▶ _The problem_
Find the line in the entries below that contains "pebrc: Yes! I". Repeat it exactly, and every line after it through the line that contains "This commit updates".

[Opening Record extracts section]

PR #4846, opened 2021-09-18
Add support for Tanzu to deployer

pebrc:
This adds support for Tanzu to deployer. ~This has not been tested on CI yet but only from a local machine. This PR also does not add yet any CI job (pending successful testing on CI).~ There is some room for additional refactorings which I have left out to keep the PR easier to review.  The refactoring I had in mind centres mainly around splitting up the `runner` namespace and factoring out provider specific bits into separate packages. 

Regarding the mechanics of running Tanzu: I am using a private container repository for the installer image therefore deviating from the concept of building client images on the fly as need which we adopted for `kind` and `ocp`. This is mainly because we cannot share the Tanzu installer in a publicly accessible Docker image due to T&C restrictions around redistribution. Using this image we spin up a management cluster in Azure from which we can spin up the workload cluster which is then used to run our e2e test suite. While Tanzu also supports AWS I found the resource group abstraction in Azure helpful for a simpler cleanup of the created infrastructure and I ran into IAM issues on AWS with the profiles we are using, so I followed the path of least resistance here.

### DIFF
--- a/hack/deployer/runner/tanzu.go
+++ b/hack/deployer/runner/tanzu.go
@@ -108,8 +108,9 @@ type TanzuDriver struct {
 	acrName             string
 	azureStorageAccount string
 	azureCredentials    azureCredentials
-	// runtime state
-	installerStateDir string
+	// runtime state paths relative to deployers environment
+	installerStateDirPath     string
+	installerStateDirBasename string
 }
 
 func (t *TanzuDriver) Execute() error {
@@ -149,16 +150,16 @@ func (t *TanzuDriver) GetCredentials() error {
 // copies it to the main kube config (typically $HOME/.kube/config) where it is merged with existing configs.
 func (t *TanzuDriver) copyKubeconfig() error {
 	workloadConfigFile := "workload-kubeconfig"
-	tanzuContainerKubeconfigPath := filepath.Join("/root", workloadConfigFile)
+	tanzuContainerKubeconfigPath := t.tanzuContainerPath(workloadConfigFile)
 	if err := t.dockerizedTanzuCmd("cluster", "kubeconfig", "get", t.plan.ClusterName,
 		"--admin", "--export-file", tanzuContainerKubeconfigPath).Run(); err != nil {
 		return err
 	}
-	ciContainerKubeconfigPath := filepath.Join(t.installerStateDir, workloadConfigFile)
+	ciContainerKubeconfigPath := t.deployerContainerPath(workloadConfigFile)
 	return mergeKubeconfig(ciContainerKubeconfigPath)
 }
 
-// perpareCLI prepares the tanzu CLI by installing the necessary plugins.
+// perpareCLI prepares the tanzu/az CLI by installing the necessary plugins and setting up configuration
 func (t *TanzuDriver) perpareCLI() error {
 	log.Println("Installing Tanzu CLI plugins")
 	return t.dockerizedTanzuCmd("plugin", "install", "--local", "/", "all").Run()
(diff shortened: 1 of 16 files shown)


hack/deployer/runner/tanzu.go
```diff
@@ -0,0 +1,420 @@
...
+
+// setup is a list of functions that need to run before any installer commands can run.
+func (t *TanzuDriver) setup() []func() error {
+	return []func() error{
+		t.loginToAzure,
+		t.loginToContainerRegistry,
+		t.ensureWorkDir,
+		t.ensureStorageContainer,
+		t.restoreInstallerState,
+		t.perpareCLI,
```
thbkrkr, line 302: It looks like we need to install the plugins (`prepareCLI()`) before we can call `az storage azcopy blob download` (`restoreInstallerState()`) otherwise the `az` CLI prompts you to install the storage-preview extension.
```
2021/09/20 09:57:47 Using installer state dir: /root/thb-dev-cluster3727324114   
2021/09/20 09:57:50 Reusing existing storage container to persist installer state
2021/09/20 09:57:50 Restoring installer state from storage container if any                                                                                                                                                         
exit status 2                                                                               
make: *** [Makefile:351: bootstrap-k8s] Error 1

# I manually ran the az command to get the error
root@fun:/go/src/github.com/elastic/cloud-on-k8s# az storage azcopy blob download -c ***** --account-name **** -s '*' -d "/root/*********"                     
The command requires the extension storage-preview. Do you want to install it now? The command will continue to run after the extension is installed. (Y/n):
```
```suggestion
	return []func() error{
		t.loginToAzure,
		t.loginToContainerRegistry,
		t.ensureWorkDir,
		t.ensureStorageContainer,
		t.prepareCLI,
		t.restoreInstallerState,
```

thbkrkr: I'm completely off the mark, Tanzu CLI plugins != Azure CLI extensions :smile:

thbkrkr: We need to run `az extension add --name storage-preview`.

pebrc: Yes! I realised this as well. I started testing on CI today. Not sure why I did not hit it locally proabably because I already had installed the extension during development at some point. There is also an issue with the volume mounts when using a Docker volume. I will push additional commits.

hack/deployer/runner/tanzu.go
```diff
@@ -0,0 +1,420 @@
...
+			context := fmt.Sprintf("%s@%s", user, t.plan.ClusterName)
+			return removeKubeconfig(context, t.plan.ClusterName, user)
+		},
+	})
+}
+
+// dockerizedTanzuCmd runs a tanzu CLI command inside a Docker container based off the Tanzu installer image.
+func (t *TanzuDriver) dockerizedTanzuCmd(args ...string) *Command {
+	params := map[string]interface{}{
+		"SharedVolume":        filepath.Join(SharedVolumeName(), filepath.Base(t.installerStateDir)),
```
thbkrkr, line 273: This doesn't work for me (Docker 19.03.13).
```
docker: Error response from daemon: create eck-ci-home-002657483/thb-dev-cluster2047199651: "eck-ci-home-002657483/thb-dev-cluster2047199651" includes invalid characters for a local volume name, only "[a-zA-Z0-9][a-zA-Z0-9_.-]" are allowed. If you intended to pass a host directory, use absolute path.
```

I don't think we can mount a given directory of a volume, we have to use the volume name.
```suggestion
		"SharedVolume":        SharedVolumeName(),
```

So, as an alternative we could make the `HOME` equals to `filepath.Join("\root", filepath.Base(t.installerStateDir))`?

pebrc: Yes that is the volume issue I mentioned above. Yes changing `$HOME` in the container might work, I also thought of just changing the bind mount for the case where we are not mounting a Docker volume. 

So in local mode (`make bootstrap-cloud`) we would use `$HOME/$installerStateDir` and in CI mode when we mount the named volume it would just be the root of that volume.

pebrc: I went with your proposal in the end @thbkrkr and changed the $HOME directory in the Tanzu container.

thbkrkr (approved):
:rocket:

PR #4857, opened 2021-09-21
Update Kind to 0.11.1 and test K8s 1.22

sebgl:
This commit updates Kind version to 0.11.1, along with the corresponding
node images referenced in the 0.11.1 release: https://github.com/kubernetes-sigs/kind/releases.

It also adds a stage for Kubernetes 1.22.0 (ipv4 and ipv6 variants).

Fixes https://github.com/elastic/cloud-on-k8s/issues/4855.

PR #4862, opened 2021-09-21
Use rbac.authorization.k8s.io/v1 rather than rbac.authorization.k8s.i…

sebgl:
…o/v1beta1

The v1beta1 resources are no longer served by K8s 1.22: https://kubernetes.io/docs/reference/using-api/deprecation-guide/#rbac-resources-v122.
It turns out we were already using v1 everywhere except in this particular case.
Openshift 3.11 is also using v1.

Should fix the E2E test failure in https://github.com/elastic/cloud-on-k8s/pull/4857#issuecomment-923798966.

[Closing Record extracts section]

▶ _Exercise output_
pebrc: Yes! I realised this as well. I started testing on CI today. Not sure why I did not hit it locally proabably because I already had installed the extension during development at some point. There is also an issue with the volume mounts when using a Docker volume. I will push additional commits.

hack/deployer/runner/tanzu.go
```diff
@@ -0,0 +1,420 @@
...
+			context := fmt.Sprintf("%s@%s", user, t.plan.ClusterName)
+			return removeKubeconfig(context, t.plan.ClusterName, user)
+		},
+	})
+}
+
+// dockerizedTanzuCmd runs a tanzu CLI command inside a Docker container based off the Tanzu installer image.
+func (t *TanzuDriver) dockerizedTanzuCmd(args ...string) *Command {
+	params := map[string]interface{}{
+		"SharedVolume":        filepath.Join(SharedVolumeName(), filepath.Base(t.installerStateDir)),
```
thbkrkr, line 273: This doesn't work for me (Docker 19.03.13).
```
docker: Error response from daemon: create eck-ci-home-002657483/thb-dev-cluster2047199651: "eck-ci-home-002657483/thb-dev-cluster2047199651" includes invalid characters for a local volume name, only "[a-zA-Z0-9][a-zA-Z0-9_.-]" are allowed. If you intended to pass a host directory, use absolute path.
```

I don't think we can mount a given directory of a volume, we have to use the volume name.
```suggestion
		"SharedVolume":        SharedVolumeName(),
```

So, as an alternative we could make the `HOME` equals to `filepath.Join("\root", filepath.Base(t.installerStateDir))`?

pebrc: Yes that is the volume issue I mentioned above. Yes changing `$HOME` in the container might work, I also thought of just changing the bind mount for the case where we are not mounting a Docker volume. 

So in local mode (`make bootstrap-cloud`) we would use `$HOME/$installerStateDir` and in CI mode when we mount the named volume it would just be the root of that volume.

pebrc: I went with your proposal in the end @thbkrkr and changed the $HOME directory in the Tanzu container.

thbkrkr (approved):
:rocket:

PR #4857, opened 2021-09-21
Update Kind to 0.11.1 and test K8s 1.22

sebgl:
This commit updates Kind version to 0.11.1, along with the corresponding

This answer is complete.